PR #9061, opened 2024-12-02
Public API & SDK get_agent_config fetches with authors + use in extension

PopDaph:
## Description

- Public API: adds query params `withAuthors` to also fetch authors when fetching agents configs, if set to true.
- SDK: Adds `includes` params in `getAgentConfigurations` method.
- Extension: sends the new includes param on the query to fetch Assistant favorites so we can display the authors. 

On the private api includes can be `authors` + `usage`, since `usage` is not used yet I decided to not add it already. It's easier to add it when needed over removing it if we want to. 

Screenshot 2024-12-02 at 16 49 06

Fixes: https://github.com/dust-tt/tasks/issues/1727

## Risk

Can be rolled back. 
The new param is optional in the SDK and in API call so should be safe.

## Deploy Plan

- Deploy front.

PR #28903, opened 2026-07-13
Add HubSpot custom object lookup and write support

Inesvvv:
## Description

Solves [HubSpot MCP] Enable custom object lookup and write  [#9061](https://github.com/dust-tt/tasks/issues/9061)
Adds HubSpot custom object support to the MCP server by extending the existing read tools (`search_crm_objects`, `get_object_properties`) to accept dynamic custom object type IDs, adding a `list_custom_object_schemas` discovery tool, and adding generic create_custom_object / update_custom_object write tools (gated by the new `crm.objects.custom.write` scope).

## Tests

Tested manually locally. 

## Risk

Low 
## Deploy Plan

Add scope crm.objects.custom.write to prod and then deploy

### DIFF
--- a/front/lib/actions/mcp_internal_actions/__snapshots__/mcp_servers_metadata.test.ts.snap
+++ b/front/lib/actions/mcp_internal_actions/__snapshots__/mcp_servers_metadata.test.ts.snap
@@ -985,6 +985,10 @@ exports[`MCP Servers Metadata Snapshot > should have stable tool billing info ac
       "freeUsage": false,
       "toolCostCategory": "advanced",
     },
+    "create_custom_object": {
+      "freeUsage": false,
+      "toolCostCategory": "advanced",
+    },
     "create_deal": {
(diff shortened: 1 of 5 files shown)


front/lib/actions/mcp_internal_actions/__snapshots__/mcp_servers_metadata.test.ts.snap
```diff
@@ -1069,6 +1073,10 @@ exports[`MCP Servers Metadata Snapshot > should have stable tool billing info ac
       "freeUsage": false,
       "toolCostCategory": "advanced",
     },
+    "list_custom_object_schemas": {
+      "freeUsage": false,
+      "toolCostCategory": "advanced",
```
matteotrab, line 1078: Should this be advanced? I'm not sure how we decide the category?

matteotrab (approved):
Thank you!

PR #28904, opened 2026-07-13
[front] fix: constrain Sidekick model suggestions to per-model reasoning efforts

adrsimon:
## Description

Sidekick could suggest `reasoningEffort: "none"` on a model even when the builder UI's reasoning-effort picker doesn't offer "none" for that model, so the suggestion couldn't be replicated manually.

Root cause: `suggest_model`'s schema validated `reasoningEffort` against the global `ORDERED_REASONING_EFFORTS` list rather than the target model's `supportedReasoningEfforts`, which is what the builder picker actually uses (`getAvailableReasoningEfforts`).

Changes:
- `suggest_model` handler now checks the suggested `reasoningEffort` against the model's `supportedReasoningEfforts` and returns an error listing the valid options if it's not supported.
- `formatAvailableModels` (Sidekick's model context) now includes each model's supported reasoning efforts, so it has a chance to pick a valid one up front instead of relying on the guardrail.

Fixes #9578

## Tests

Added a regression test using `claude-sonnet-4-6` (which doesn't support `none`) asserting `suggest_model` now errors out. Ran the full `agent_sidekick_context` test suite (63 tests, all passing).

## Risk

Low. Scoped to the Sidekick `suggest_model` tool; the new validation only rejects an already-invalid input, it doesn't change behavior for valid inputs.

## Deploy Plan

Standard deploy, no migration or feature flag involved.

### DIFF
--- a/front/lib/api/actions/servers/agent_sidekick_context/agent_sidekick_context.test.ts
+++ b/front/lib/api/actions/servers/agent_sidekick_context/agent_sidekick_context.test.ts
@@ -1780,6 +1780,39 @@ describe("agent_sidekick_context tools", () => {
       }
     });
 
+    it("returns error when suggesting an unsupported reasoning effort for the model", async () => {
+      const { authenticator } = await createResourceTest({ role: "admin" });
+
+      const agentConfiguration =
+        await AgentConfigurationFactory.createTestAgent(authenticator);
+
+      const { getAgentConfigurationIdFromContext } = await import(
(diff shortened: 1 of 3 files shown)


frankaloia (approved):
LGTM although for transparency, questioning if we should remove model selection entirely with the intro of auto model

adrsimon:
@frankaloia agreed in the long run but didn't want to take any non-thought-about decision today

- [TASK TO CARRY OUT]
Transcribe every entry, keeping each line exactly as it reads.

- [RESPONSE AREA]
PR #9061, opened 2024-12-02
Public API & SDK get_agent_config fetches with authors + use in extension

PopDaph:
## Description

- Public API: adds query params `withAuthors` to also fetch authors when fetching agents configs, if set to true.
- SDK: Adds `includes` params in `getAgentConfigurations` method.
- Extension: sends the new includes param on the query to fetch Assistant favorites so we can display the authors. 

On the private api includes can be `authors` + `usage`, since `usage` is not used yet I decided to not add it already. It's easier to add it when needed over removing it if we want to. 

Screenshot 2024-12-02 at 16 49 06

Fixes: https://github.com/dust-tt/tasks/issues/1727

## Risk

Can be rolled back. 
The new param is optional in the SDK and in API call so should be safe.

## Deploy Plan

- Deploy front.

PR #28903, opened 2026-07-13
Add HubSpot custom object lookup and write support

Inesvvv:
## Description

Solves [HubSpot MCP] Enable custom object lookup and write  [#9061](https://github.com/dust-tt/tasks/issues/9061)
Adds HubSpot custom object support to the MCP server by extending the existing read tools (`search_crm_objects`, `get_object_properties`) to accept dynamic custom object type IDs, adding a `list_custom_object_schemas` discovery tool, and adding generic create_custom_object / update_custom_object write tools (gated by the new `crm.objects.custom.write` scope).

## Tests

Tested manually locally. 

## Risk

Low 
## Deploy Plan

Add scope crm.objects.custom.write to prod and then deploy

### DIFF
--- a/front/lib/actions/mcp_internal_actions/__snapshots__/mcp_servers_metadata.test.ts.snap
+++ b/front/lib/actions/mcp_internal_actions/__snapshots__/mcp_servers_metadata.test.ts.snap
@@ -985,6 +985,10 @@ exports[`MCP Servers Metadata Snapshot > should have stable tool billing info ac
       "freeUsage": false,
       "toolCostCategory": "advanced",
     },
+    "create_custom_object": {
+      "freeUsage": false,
+      "toolCostCategory": "advanced",
+    },
     "create_deal": {
(diff shortened: 1 of 5 files shown)


front/lib/actions/mcp_internal_actions/__snapshots__/mcp_servers_metadata.test.ts.snap
```diff
@@ -1069,6 +1073,10 @@ exports[`MCP Servers Metadata Snapshot > should have stable tool billing info ac
       "freeUsage": false,
       "toolCostCategory": "advanced",
     },
+    "list_custom_object_schemas": {
+      "freeUsage": false,
+      "toolCostCategory": "advanced",
```
matteotrab, line 1078: Should this be advanced? I'm not sure how we decide the category?

matteotrab (approved):
Thank you!

PR #28904, opened 2026-07-13
[front] fix: constrain Sidekick model suggestions to per-model reasoning efforts

adrsimon:
## Description

Sidekick could suggest `reasoningEffort: "none"` on a model even when the builder UI's reasoning-effort picker doesn't offer "none" for that model, so the suggestion couldn't be replicated manually.

Root cause: `suggest_model`'s schema validated `reasoningEffort` against the global `ORDERED_REASONING_EFFORTS` list rather than the target model's `supportedReasoningEfforts`, which is what the builder picker actually uses (`getAvailableReasoningEfforts`).

Changes:
- `suggest_model` handler now checks the suggested `reasoningEffort` against the model's `supportedReasoningEfforts` and returns an error listing the valid options if it's not supported.
- `formatAvailableModels` (Sidekick's model context) now includes each model's supported reasoning efforts, so it has a chance to pick a valid one up front instead of relying on the guardrail.

Fixes #9578

## Tests

Added a regression test using `claude-sonnet-4-6` (which doesn't support `none`) asserting `suggest_model` now errors out. Ran the full `agent_sidekick_context` test suite (63 tests, all passing).

## Risk

Low. Scoped to the Sidekick `suggest_model` tool; the new validation only rejects an already-invalid input, it doesn't change behavior for valid inputs.

## Deploy Plan

Standard deploy, no migration or feature flag involved.

### DIFF
--- a/front/lib/api/actions/servers/agent_sidekick_context/agent_sidekick_context.test.ts
+++ b/front/lib/api/actions/servers/agent_sidekick_context/agent_sidekick_context.test.ts
@@ -1780,6 +1780,39 @@ describe("agent_sidekick_context tools", () => {
       }
     });
 
+    it("returns error when suggesting an unsupported reasoning effort for the model", async () => {
+      const { authenticator } = await createResourceTest({ role: "admin" });
+
+      const agentConfiguration =
+        await AgentConfigurationFactory.createTestAgent(authenticator);
+
+      const { getAgentConfigurationIdFromContext } = await import(
(diff shortened: 1 of 3 files shown)


frankaloia (approved):
LGTM although for transparency, questioning if we should remove model selection entirely with the intro of auto model

adrsimon:
@frankaloia agreed in the long run but didn't want to take any non-thought-about decision today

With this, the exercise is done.